Двое мальчиков взялись за руки и молча поклонились.
* * *
«Что это было? И было ли вообще?»
В глаза Тодика светила Большая Медведица, такая же холодная и молчаливая, как всегда. А чуть выше изгибалось созвездие Дракона, подобно древнему змию, вознесенному некогда посреди пустыни по воле Божьей. И оба жителя заоблачных высот ничего не могли поведать Тодику; впрочем, он и не к ним обращался: ответ на вопрос, который томил его, надлежало искать в собственном сердце.
«Мы действительно принесли себя в жертву? Отказались от рая, чтобы навсегда остаться чернокрылыми братьями? Но когда это случилось? Впечатление такое, что не раньше, чем двое суток тому назад… Но вчера, помню, мы только спускались к мальчугану трех или четырех лет, который нечаянно хлебнул уксусной эссенции; когда Морти взял его на руки, он ревел, хотя больно уже не было, и не хотел лететь с нами: нам еле удалось его успокоить. А позавчера мы и вовсе не получали откровения, лишь болтали между собою да играли в догонялки над озером. И ничего больше в те дни вроде бы не происходило. Значит, все это мне приснилось… Но разве мы способны видеть сны?..»
Тодик совсем растерялся. Он понимал, что во сне легко видеть себя героем и воображать невесть что, скажем, как ты без запинки отвечаешь урок, хотя бы его и не учил. Но когда на следующее утро тебя вызывают к доске, ты мнешься, вертишь в пальцах кусочек мела, жалким взглядом обводишь одноклассников и в конце концов даже не обижаешься, когда учительница ставит тебе заслуженную двойку. И точно так же Тодик не мог сейчас поручиться, что наяву он был бы таким же смелым, как Морти, и поддержал товарища в непростую для него минуту. Это сомнение было нестерпимей всего; прежде Тодик, если взывал в мыслях к Богу, никогда не просил о себе, только о других, но теперь он с трепетом произнес, глядя в усыпанное яркими звездами черное небо:
«Господи, просвети меня!»
Могильная тишина стала ответом; такая, наверное, была в первый день творения, когда совсем юная Земля была еще безвидна и пуста, и Дух Божий носился над водою. Тодик продолжал молиться, но скоро понял, что больше не в силах оставаться в одиночестве. И потому он отправился разыскивать Морти.

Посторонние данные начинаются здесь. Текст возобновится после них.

PR #5170, opened 2025-01-23
[Bug] Fix Login Screen Buttons can be Pressed While Animating

ChrisLolz:
## What are the changes the user will see?

- When pressing the enter key or clicking the login screen buttons rapidly, the outside buttons will no longer go upwards.
- The login buttons will only work when the screen has finished animating
- Prevents closing the rename Pokemon screen while the UI is still moving. 
## Why am I making these changes?

Mainly to fix #5163
## What are the changes from a developer perspective?

- Added to check to see if the container still has tweens remaining in the action listeners of `FormModalUiHandler`, `LoginFormUiHandler`, `ModalUiHandler`, and `RegistrationFormUiHandler`. 
- Moved the creation of `infoContainer` into its own function to make setup more clean since `ExternalPartyContainer` is created on its own function already. 
## Screenshots/Videos

You can't really tell but I am spamming enter and clicking in these videos
Login screen:

https://github.com/user-attachments/assets/a070e9d7-b8a0-496c-b716-8cd5326010d9

Register screen:

https://github.com/user-attachments/assets/9b40ed7e-a3d9-46b7-a817-cef5132de116

Gear icon:

https://github.com/user-attachments/assets/ce23afdf-3acb-4c13-b54d-fb4f6c875d42

Renaming Pokemon

https://github.com/user-attachments/assets/4980c18c-c53d-4662-aea0-d520174e24b7

## How to test the changes?

I'm unable to host my own local server so I just changed line 30 and 31 to true of `login-phase.ts` to force the login screen. Otherwise just test manually by clicking the buttons.
## Checklist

Уже светало, когда двое друзей наконец-то встретились. Тодик не знал, с чего начать, не знал даже, стоит ли начинать вообще и нагружать брата своими проблемами. Однако Морти, заметив, что взгляд Тодика стал каким-то чересчур серьезным, сразу заподозрил неладное и немедленно потребовал объяснить, что же стряслось. И Тодик все ему рассказал. Морти слушал, даже не пытаясь особо скрыть свое изумление, с широко раскрытыми глазами, а потом воскликнул:
– Тодька!.. Я ведь тоже это видел!
У Тодика перехватило дыхание:
– Когда?
– Очень давно, еще в земной жизни. Я тогда не пошел на концерт «Алисы», отдал билет какому-то пацану, который потерял свой: он сидел на скамье один-одинешенек и всхлипывал. А следующей ночью и привиделось то, о чем ты говорил сейчас. Я тогда еще подумал: что за хрень, откуда у меня крылья и что вообще все это значит… Ну, и забылось, соответственно: у меня память на сны всегда была дырявая… – Эти слова Морти произнес чуть приглушенным тоном, будто бы извинялся. – А вот ты теперь напомнил!..
– Что ж получается, Морти?.. Господь уже тогда решил, что наше место не в раю, а здесь? И добивался лишь того, чтобы мы сами это поняли?
– Ты расстроен?
– Просто еще не пришел в себя… Слишком уж внезапно все вышло, я и обдумать-то как следует не успел. И не готовился…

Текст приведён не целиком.